Q: How do you handle Terraform state in a team of 10 ML engineers all deploying infrastructure?
A: Remote state with locking is mandatory. For AWS: S3 bucket for state storage (with versioning enabled for recovery), DynamoDB table for locking (prevents concurrent applies). For GCP: GCS bucket with object versioning. State is never committed to git. Each environment (dev/staging/prod) has its own state file at a separate key. CI/CD pipelines serialize applies using pipeline locking. Engineers run terraform plan locally but terraform apply only through CI after PR approval.
Q: A data scientist has been clicking around in the AWS Console and now your Terraform state is out of sync with reality. How do you fix this?

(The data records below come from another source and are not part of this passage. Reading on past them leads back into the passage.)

PR #1690, opened 2016-12-09
Greg/vtune

gregory38:
Improve the support of vtune.

The biggest change is the removal of pre-reservation mechanism for recompiler buffers. It increases the physical memory requirements by ~200MB. But it avoids issues with external tools. Code is also much easier (and portable)


refractionpcsx2:
oh good, maybe now I can use the nvidia tools in the recompiler without it crashing :P

gregory38:
There is still the memory protect feature to handle write in the EE memory segment code (based on segmentation fault too). We need it for performance but maybe it is possible to implement an unsafe option for debug (because I'm pretty sure that most games don't write in the elf code).

Was the crash with openGL ? Persistent buffer requires a lots of memory in their debugger (you can quickly reach the 4GB limit). I need to test the new release maybe it is better now.

refractionpcsx2:
The crash was regardless of renderer

gregory38:
Ok. To be honest I never tested any GPU tool with PCSX2. Only standalone gs dump. It is already a mess with standard debugger.

gregory38:
Any opinion on the extra memory requirements?

refractionpcsx2:
Yeah. PCSX2 uses hardly any memory (relatively speaking), so stop splitting hairs over a few hundred kilobytes or a few meg, just do it if it's better :P

lightningterror:
Indeed. pcsx2 requires higher platforms anyway so pretty much all systems have 4gb ram as a starting point these few years. Heck even ddr2 systems have good amount of ram so don't worry about it.

Do what you gotta do :)

FlatOutPS2:
> Yeah. PCSX2 uses hardly any memory (relatively speaking), so stop splitting hairs over a few hundred kilobytes or a few meg, just do it if it's better :P

It's not a few hundred KB or a few MB's, it's 200MB, which could be significant for some lower end users who are still on 2 or 4 GB's of RAM.

Though a quick test I did shows only a 40MB increase, which isn't that bad.

gregory38:
The extra 180MB was on startup. If you run a game, it will fill the recompiler buffers so extra memory will be smaller. It also depends on the OS memory management. OS is allowed to not allocate physical memory if nothing is written (aka copy-on-write) (and there is the swap too). It is quite hard to quantify the real increase of memory requirement.

I'm glad to know that we are closer of 50MB rather than 200MB.

lightningterror:
Btw curious. Why was this merged if 2 checks didn't pass.

gregory38:
Short answer, because I'm the boss.

Lon g answer, In my case, compilation is done twice (PR + branch), status of 1 is enough. Sometime bot failt to fetch the toolchain package. On linux, I know the compilation status ;)

lightningterror:
https://media.tenor.co/images/3d9c3220a9c0bfab4f6af53229b29a8a/raw

Ah okay then. Thought there might be some issues but if it's ok fair enough.

FlatOutPS2:
Also note that the commits merged after this compiled without issue, so you can tell there's nothings wrong with this one. ;)

lightningterror:
Hmm , I'm not sure if it's the result of this merge but there seems to be a fps increase in GT4 , didn't test others.

I like the results.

A: Three options depending on severity. First, terraform import to bring the manually-created resources under Terraform management - this adds them to state without destroying and recreating them. Second, terraform state rm followed by re-applying if the console changes were intentional and you want to capture them in IaC. Third, if the console changes are unwanted drift, just run terraform apply - Terraform will revert the drift to match the declared state. Prevention is better than cure: use AWS SCP (Service Control Policies) to deny console access to infrastructure accounts, requiring all changes to go through IaC.
Q: How do you ensure that GPU training clusters are automatically shut down when training jobs finish?
A: Multiple layers of defense. First, IaC defines auto-scaling groups with scheduled scale-in at known idle times. Second, training job code emits a signal (CloudWatch event, SNS notification) when it completes, triggering a Lambda that sets the ASG desired capacity to zero. Third, CloudWatch alarms on GPU utilization: if a GPU instance shows less than 5% utilization for 30 minutes, it triggers an alert and optionally auto-terminates. Fourth, Terraform includes force_destroy = true on training clusters (not data resources) so they can be cleanly destroyed from CI when the experiment is complete. Tag all training instances with AutoStop=true and run a daily Lambda that checks for idle instances.
Q: What is infrastructure drift and why is it particularly dangerous for ML teams?
A: Infrastructure drift is when the actual state of cloud resources diverges from what the IaC definition says they should be. It happens through console changes, automated cloud processes, or cloud provider updates. For ML teams, drift is dangerous because: (1) training reproducibility - if the CUDA version on a training server was manually updated, you cannot reproduce old results; (2) security - a security group opened for debugging may never get closed; (3) cost - resources created manually are invisible to cost attribution; (4) debugging - when a model starts performing differently, you cannot tell if the infrastructure changed. Automated drift detection (running terraform plan on a cron, alerting on exit code 2) closes this gap.
Q: How do you version infrastructure alongside ML model code?
A: Keep infrastructure definitions in the same monorepo as the model code, or link them explicitly through git tags or external references. The rule: given a git commit hash of model training code, you should be able to find the exact infrastructure it requires. Practically, this means an infrastructure/ directory in the model repo, with a README that says "to run training, apply the Terraform in this directory first." In CI, the pipeline that trains a model first applies the infrastructure, then runs training, then optionally tears down the training cluster (but not the data or model storage). Git tags like experiment-v2.3-infra document the infrastructure state at a point in time.